Bargaining: Often called the third stage, bargaining is sometimes referred to as the searching stage. The person tries to think of everything possible to change the loss from occurring or to prevent another loss from occurring in the future. For example, "I'll stop drinking/yelling if you come back to the relationship", or "I will stop smoking, I promise, if this cancer does not keep spreading." This is a stage when the person tries to make sense of or gain some control over the experience. Long term difficulties can occur here if the person avoids acknowledging their feelings or swears to themselves not to trust others in future relationships so as to avoid being hurt again.

Depression: This is the most common stage of grieving. The person may withdraw from others, cry a lot, and question the meaning of life. Though this is a hurtful, upsetting stage, it is also an important, healing stage. The person begins to release pent up emotions and begins to better understand how the loss has affected him/her. The person begins to integrate the loss as real and have reached a point within themselves to experience the full impact of the loss. This is a significant shift from the denial stage where the person outwardly rejected the loss as occurring. Common examples here are: "What's the point of things?"  "Why is this happening to me?", "I hate feeling this way", "I have no energy." The person withdraws here as they need energy to process the loss.

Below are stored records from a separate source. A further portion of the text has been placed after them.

PR #6147, opened 2026-06-20
fix(zero-server): schema-qualify casts to non-public Postgres types

jschaf:
Server-side CRUD/query SQL cast values to their Postgres column type (e.g. `$1::text::"some_enum"`). For enum and other user-defined types the generated cast used only the bare type name, which Postgres resolves through `search_path`. A table in a non-public schema whose enum columns use enum types in that same schema therefore failed with `type "..." does not exist` under the default search_path.

Root cause: `getServerSchema` joined `pg_namespace` but never recorded the type's namespace, so `ServerColumnSchema` kept only `typname`; the SQL generator then rendered the cast as a single bare/quoted identifier.

Fix:
- Record the type's namespace (element type's namespace for arrays) as `ServerColumnSchema.typeSchema`, collected from the catalog. Also match the type by name AND `udt_schema` so same-named types in different schemas no longer resolve ambiguously.
- When generating casts, schema-qualify user-defined types that live outside `public`/`pg_catalog` (e.g. `$1::text::"app"."some_enum"`), using `escapePostgresIdentifier` for both segments. Public and built-in types stay byte-compatible with prior output.

### DIFF
--- a/packages/z2s/src/sql.test.ts
+++ b/packages/z2s/src/sql.test.ts
@@ -980,3 +980,152 @@ describe('string arg packing', () => {
     });
   });
 });
+
+describe('schema-qualified user-defined types', () => {
+  test('enum in a non-public schema is schema-qualified', () => {
+    expect(
+      formatPgInternalConvert(
+        sql`INSERT INTO "app"."doc_review_item" ("kind") VALUES (${sqlConvertColumnArg(
+          {
+            isArray: false,
+            isEnum: true,
+            type: 'doc_review_item_kind',
+            typeSchema: 'app',
+          },
+          'edge_case',
+          false,
+          false,
+        )})`,
+      ),
+    ).toMatchInlineSnapshot(`
+      {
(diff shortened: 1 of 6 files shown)


0xcadams:
@tantaman maybe you're the best person to take a look at this?

jschaf:
As a meta note, I have a few more fixes queued up. I'm happy to adjust how or who I send them to. Fixes:

- Recursively resolve Postgres domain types to get the underlying base type to use for the decoder.
- Support single-process mode with a flag. Cuts cold start time from 1.8 seconds to 0.5 seconds.

I have a fair bit of experience wrangling Postgres types, having written my own ORM: https://github.com/jschaf/pggen. Here's a fun [query](https://github.com/jschaf/pggen/blob/main/internal/pg/query.sql#L81) to resolve composite types

0xcadams:
Very cool. Any help is great. Thanks for the offer. If you open separate PRs, we'll (eventually) get eyes on them and route them to the best person.

PR #6149, opened 2026-06-23
fix(zero-cache): fix logging of catchup wait time

arv:
The method is not bound to the logger, so we need to call it as a method and not as an extracted function. This was causing the logging to fail and throw an error.


darkgnotic (commented):
LGTM

PR #6150, opened 2026-06-23
chore: update @rocicorp/logger to version 6.1.0

arv:
This is to get the type checking of non bound methods


arv:
I verified that this caught the error that was fixed in #6149

PR #6152, opened 2026-06-23
chore: extra safety before swapping to litestreamv5

tantaman:
Checks if the litestream v5 executable is set before trying to use a v5 backup monitor.


arv (approved):
LGTM

PR #6154, opened 2026-06-23
fix(zero-server): support drizzle rc prepareQuery

0xcadams:
Closes #6148.

## Summary

Updates the Zero Drizzle adapter to support both `drizzle-orm@0.45.x` and the `drizzle-orm@1.0.0-rc` `prepareQuery` signature.

Drizzle changed `PgSession.prepareQuery` from the old positional form:

```ts
prepareQuery(query, fields, name, isResponseInArrayMode)
```

to the RC form:

```ts
prepareQuery(query, mode, name, mapper)
```

Zero was still calling the old form. With Drizzle RC, that leaves `mode` unset and causes raw query results to come back in array mode instead of object mode.

## Changes

- Removes direct internal Drizzle type imports from the adapter.
- Adds small local structural types for the Drizzle database/session/transaction shape Zero needs.
- Detects the `prepareQuery` signature with `session.prepareQuery.length`.
- Uses the old call form for `<1`.
- Uses the RC call form with `'objects'` mode for `>=1.0.0-rc`.

## Verification

Tested against the repo's current `drizzle-orm@0.45.2`:

```sh
pnpm --filter zero-server run format
pnpm --filter zero-server run lint
pnpm --filter zero-server run check-types
pnpm --filter zero-server run test:pg17 -- src/adapters/adapters.pg.test.ts
```

Also temporarily verified against `drizzle-orm@1.0.0-rc.3` with a workspace override and a temporary runtime smoke test covering:

- `drizzle-orm/node-postgres`
- `drizzle-orm/postgres-js`
- RC constructor form: `drizzle({client})`
- `zeroDrizzle(...).run(...)`
- `tx.dbTransaction.query(...)`
- object-row results from the new `prepareQuery(query, 'objects', ...)` path

The temporary override and smoke test were removed afterward; no dependency-file changes are included.

## Attribution

Based on the original work by @typedrat in #6148.

### DIFF
--- a/packages/zero-server/src/adapters/drizzle.ts
+++ b/packages/zero-server/src/adapters/drizzle.ts
@@ -1,9 +1,3 @@
-import type {
-  PgDatabase,
-  PgQueryResultHKT,
-  PgTransaction,
-} from 'drizzle-orm/pg-core';
-import type {ExtractTablesWithRelations} from 'drizzle-orm/relations';
 import type {AST} from '../../../zero-protocol/src/ast.ts';
 import type {Format} from '../../../zero-types/src/format.ts';
 import type {Schema} from '../../../zero-types/src/schema.ts';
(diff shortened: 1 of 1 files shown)


packages/zero-server/src/adapters/drizzle.ts
```diff
@@ -92,12 +123,22 @@ class DrizzleInternalTransaction<
...
-    const prepared = this.wrappedTransaction._.session.prepareQuery(
-      {sql, params},
-      undefined,
-      undefined,
-      false,
-    );
+    const {session} = this.wrappedTransaction._;
+    const query = {sql, params};
+    const prepared =
+      session.prepareQuery.length < 7
```
arv, line 129: it is kind of scary to rely on the length here. Is there no other signal we can use?

arv (commented):
LGTM

PR #6155, opened 2026-06-23
perf(zero-cache): copy largest tables first during initial sync

0xcadams:
Sort initial-sync table copy work by estimated `totalBytes` descending.

## Why

After a logical replication slot invalidation, Zero may need to rebuild the replica with a full initial sync. For large datasets, the copy phase can dominate recovery time.

Initial sync currently submits table copy tasks in publication order. That can leave the largest tables until later, causing worker tail time when smaller table copies finish and one expensive table remains.

Submitting larger estimated tables first is a small, safe scheduling improvement that should reduce tail latency without changing replica contents or sync semantics.


aboodman:
Don't they all run in parallel? It's hard to imagine the order they are
launched in making any difference.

Acceptance: This is the final stage. The person has begun to understand and accept the loss and starts to reorganize their life, recognizing that they must continue with their own life. The person may begin to let go of the loss, change his/her priorities in life. With time the person begins to re-experience pleasure and the intensity of the loss begins to lessen.

How Long Does Grieving Take?

Often people want to grieve as quickly as possible. There are many reasons for this. Canadian culture does not often discuss issues related to death and dying, making it seem that taking too much time to grieve is a sign of poor adjustment. Secondly, individuals may deny how they or may bargain with themselves to avoid feeling the hurt and pain associated with the loss. Thirdly, the individual may have unrealistic beliefs about the length of time needed for grieving and what is normal grieving following a substantial loss.

Grieving takes time! It is usually six months before a grieving individual stops thinking daily about the death of someone close to them or about another significant loss. In some cases, the grieving may last for periods of a year to eighteen months. Again there is no set timeframe for grieving. In all cases if the grieving process seems too intense and you feel it is lasting too long consult with your doctor or a counsellor for assistance.